PR #7583, opened 2021-12-08
Adding dark background to AWS SSO sign in

JamesTrain:


src/config/dynamic-theme-fixes.config
```diff
@@ -12383,6 +12383,16 @@ INVERT
 
 ================================
 
+*.signin.aws
```
Gusted, line 12386: The `*.` part is not needed.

WHAT THE TASK REQUIRES =
Output the entries exactly. Leave nothing out.

EXERCISE OUTPUT =
PR #7583, opened 2021-12-08
Adding dark background to AWS SSO sign in

JamesTrain:


src/config/dynamic-theme-fixes.config
```diff
@@ -12383,6 +12383,16 @@ INVERT
 
 ================================
 
+*.signin.aws
```
Gusted, line 12386: The `*.` part is not needed.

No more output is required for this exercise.